Y así estuvieron un buen rato, igualando sus penurias, felices e inconscientes en su ensueño pesimista. De camino al hotel recordé que alguien, alguna vez, me dijo que en todo duelo hay cinco etapas bien diferenciadas: negación, rabia, negociación, tristeza y aceptación. Me pareció entonces que el problema de aquellos hombres es que seguían oscilando, como buenos trapecistas, entre el rechazo y la ira. Habían salido del país ilusionados, con la confianza por delante, pero con una idea muy equivocada del exilio. Un error de cálculo que ocurría mucho en esa época y que sigue ocurriendo ahora entre 5 millones de venezolanos en diáspora. Así que no me fue difícil comprender su decepción. Lo que no pude tolerar, desde luego, fue su pedantería.

Hay que decir, en honor a la verdad, que el expatriado es un sujeto raro. Una extraña mezcla de nostalgias y de olvidos, de miseria y de éxitos. No existe un solo tipo de expatriado, sino muchos, cada uno con su cruz y su rosario. Están quienes se creen acreedores, quienes se comportan como víctimas y quienes se piensan merecedores de una eterna e invariable pleitesía. De esos es mejor alejarse o guardar una distancia sana, porque la soberbia, como el virus de la gripe, se contagia. Pero también están quienes ven en la carencia, la soledad y el sacrificio una oportunidad, una ocasión insuperable para aprender y transformarse.

La Escuela Palatina de Aquisgrán, núcleo cultural del Imperio Carolingio, fue, en gran medida, el producto intelectual de un conjunto de expatriados, de advenedizos geniales como Alcuino de York, nacido en Inglaterra; Pablo de Pisa, nacido en Lombardía; y Teodulfo de Orleáns, nacido en Aragón. Ninguno de ellos poseía, como Carlomagno, sangre franca, pero todos fueron pieza esencial de la grandeza carolingia.
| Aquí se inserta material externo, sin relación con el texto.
PR #249, opened 2024-03-21
Increase cluster creation timeout to 30 minutes

glitchcrab:
### What this PR does

Increases the cluster creation timeout to try and avoid test flakes caused by slow infra.

### Checklist

### Trigger e2e tests

/run cluster-test-suites

### DIFF
--- a/CHANGELOG.md
+++ b/CHANGELOG.md
@@ -7,6 +7,10 @@ and this project adheres to [Semantic Versioning](https://semver.org/spec/v2.0.0
 
 ## [Unreleased]
 
+### Changed
+
+- Increase cluster creation timeout to 30 minutes.
+
 ## [1.32.0] - 2024-03-20
 
 ### Changed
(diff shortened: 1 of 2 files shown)


glitchcrab:
I don't know if there's a better way of achieving this, but at the moment we see a fair amount of test failures on VCD when the infra takes longer than 20 minutes to come up. We would like to try and optimise the vcd-controller to improve this but it's not a small task. In the short term, increasing the timeout should help reduce the number of unnecessary failures.

ericgraf (approved):
Crazy to think that it could take up to 30 minutes to bring up a cluster. It is a very complex process with multi master...etc but at somepoint this performance will have to investigated.

glitchcrab:
Yes, I don't like it either to be honest but I regularly see tests fail at the 1200s (20m) mark :disappointed:

glitchcrab:
i'll merge this in - the CAPA tests failed but this PR wouldn't be the cause of that

PR #251, opened 2024-03-26
capvcd 1.25.13

vxav:
### Checklist

### Trigger e2e tests

/run cluster-test-suites

### DIFF
--- a/CHANGELOG.md
+++ b/CHANGELOG.md
@@ -10,6 +10,7 @@ and this project adheres to [Semantic Versioning](https://semver.org/spec/v2.0.0
 ### Changed
 
 - Increase cluster creation timeout to 30 minutes.
+- Switch CAPVCD values to 1.25.13.
 
 ## [1.32.0] - 2024-03-20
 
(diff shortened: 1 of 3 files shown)


glitchcrab:
do we not want to drop the values here to consume the defaults from the cluster chart?

AverageMarcus (approved):

AverageMarcus:
Also while I think about it, Ubuntu 20.04 is a bit dated now isn't it? Any reason not to use 22.04 until ignition is supported in CAPVCD?

vxav:
If we don't get a decision on the nodeClass thing I'll just set the default values in the less ideal way but it is planned yes.

Regarding 20.04 I did try 22.04 a long time ago and I had lots of issues with cgroups with CAPVCD. However Flatcar is around the corner (PR merged upstream).

AverageMarcus:
> However Flatcar is around the corner (PR merged upstream).

Yay! 

Does that mean we need to add CAPVCD support for capi-image-builder? Or does it use the same as CAPV?

vxav:
We can use the same as CAPV.

PR #263, opened 2024-04-16
use default values of cluster-cloud-director chart:v0.50.0

vxav:
### What this PR does

In `cluster-cloud-director` `v0.50.0`, we move to a release model where K8s version and VM template are set in default values to be controlled by Giant Swarm through cluster app versions.

Towards https://github.com/giantswarm/roadmap/issues/3392

### Checklist

### Trigger e2e tests

/run cluster-test-suites

### DIFF
--- a/providers/capvcd/standard/test_data/cluster_values.yaml
+++ b/providers/capvcd/standard/test_data/cluster_values.yaml
@@ -1,6 +1,7 @@
 baseDomain: test.gigantic.io
 controlPlane:
   replicas: 3
+  diskSizeGB: 30
   sizingPolicy: m1.large
   oidc:
     clientId: "dex-k8s-authenticator"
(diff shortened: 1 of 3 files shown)


erkanerol (commented):
LGTM

providers/capvcd/standard/test_data/cluster_values.yaml
```diff
@@ -1,11 +1,8 @@
 baseDomain: test.gigantic.io
 controlPlane:
-  catalog: giantswarm
   replicas: 3
+  diskSizeGB: 30
```
AverageMarcus, line 4: How come this is needed for standard but not upgrade suite?

vxav: It was an oversight on my part, thanks.
Fixed

AverageMarcus: 😕  I still see it on the PR. Is it just me?

AverageMarcus: Oh, you need it on both! Got it!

En el nacimiento y desarrollo de la América española sucedió un proceso similar: cientos de miles de seres humanos, deliberada o involuntariamente, llegaron a este continente sin la esperanza o el deseo de volver al suyo, pero con el tiempo y tras un inevitable intercambio de valores y costumbres la escasez se convirtió en creación, dando lugar a un tipo humano totalmente nuevo, el mestizo americano. La Venezuela moderna es otro fruto del desarraigo: alemanes, portugueses, italianos, españoles, argentinos, mexicanos, sirios y libaneses, descubrieron en nuestra tierra su último destino. Por eso buscaron erigir sobre ella, con mucho empeño y resignación, una nación más digna y próspera que la que habían encontrado al llegar.
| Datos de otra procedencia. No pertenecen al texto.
PR #266, opened 2024-04-18
Check if Cluster is ready and if control plane rolling update has finished

nprokopic:
### What this PR does

- Add common basic test that checks if Cluster Ready condition has Status=True.
- Add upgrade test that checks if control plane rolling update has finished (if it has started).

The second test here is the more important one, as it makes sure that a control plane rolling update has finished before it executes other tests.

Before having this control plane rolling update test, other post-upgrade tests would continue running even though the cluster upgrade has not been completed, so those test would make checks in a cluster that has a mix of old and new nodes.

Now with the new control plane rolling update test at least control plane nodes should be done with a rolling update, so the subsequent checks will be more reliable.

### Checklist

- [x] Update clustertest to a released version (waiting on https://github.com/giantswarm/clustertest/pull/166)

### Trigger e2e tests

/run cluster-test-suites

### DIFF
--- a/go.mod
+++ b/go.mod
@@ -4,7 +4,7 @@ go 1.21
 
 require (
 	github.com/giantswarm/apiextensions-application v0.6.1
-	github.com/giantswarm/clustertest v0.17.1-0.20240418115808-bea0f65c53bc
+	github.com/giantswarm/clustertest v0.18.0
 	github.com/gravitational/teleport/api v0.0.0-20240221014947-7cec562a5fe2
 	github.com/onsi/ginkgo/v2 v2.17.1
 	github.com/onsi/gomega v1.32.0
--- a/go.mod
+++ b/go.mod
@@ -4,7 +4,7 @@ go 1.21
 
 require (
 	github.com/giantswarm/apiextensions-application v0.6.1
-	github.com/giantswarm/clustertest v0.17.1-0.20240418092820-fb25dad2e6c8
+	github.com/giantswarm/clustertest v0.17.1-0.20240418115808-bea0f65c53bc
 	github.com/gravitational/teleport/api v0.0.0-20240221014947-7cec562a5fe2
 	github.com/onsi/ginkgo/v2 v2.17.1
 	github.com/onsi/gomega v1.32.0
--- a/go.mod
+++ b/go.mod
@@ -4,7 +4,7 @@ go 1.21
 
 require (
 	github.com/giantswarm/apiextensions-application v0.6.1
-	github.com/giantswarm/clustertest v0.17.0
+	github.com/giantswarm/clustertest v0.17.1-0.20240418092820-fb25dad2e6c8
 	github.com/gravitational/teleport/api v0.0.0-20240221014947-7cec562a5fe2
 	github.com/onsi/ginkgo/v2 v2.17.1
 	github.com/onsi/gomega v1.32.0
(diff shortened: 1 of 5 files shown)


go.mod
```diff
@@ -4,7 +4,7 @@ go 1.21
 
 require (
 	github.com/giantswarm/apiextensions-application v0.6.1
-	github.com/giantswarm/clustertest v0.17.0
+	github.com/giantswarm/clustertest v0.17.1-0.20240418092820-fb25dad2e6c8
```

Lo cierto es que emigrar no es hacer turismo. Cada lugar con el que damos, cada nuevo hogar, merece de nosotros la mejor disposición. Una puerta abierta, una mano amiga, no es algo de todos los días, y por lo mismo corresponde que más allá de la gratitud, enriquezcamos con esfuerzo y con trabajo a la sociedad que ha decidido acogernos. Nadie nos debe nada por lo que hicimos o quienes fuimos en el pasado. Es lo que podemos construir en el presente, lo que podemos proyectar hacia el futuro, lo que importa en realidad.

Que a los venezolanos se nos reconozca en el extranjero por ser diligentes y capacitados es algo positivo, que nos apunten con un dedo por «vivos» y estrafalarios, no. Son esos los elementos que debemos corregir, los defectos morales de la idiosincrasia.

Sé que no es fácil entender, en medio de un proceso adaptativo como el del éxodo actual, que todo fenómeno histórico trae consigo una enseñanza, pero qué desafortunado sería que, por fijar la vista sólo en lo negativo, perdiéramos la oportunidad de ser más humildes, productivos e independientes. Esa sería la catástrofe real, la verdadera tragedia del pueblo venezolano: que tras este malestar tan largo e indefinido termináramos donde empezamos, con los mismos vicios y sin nada que ofrecer como legado.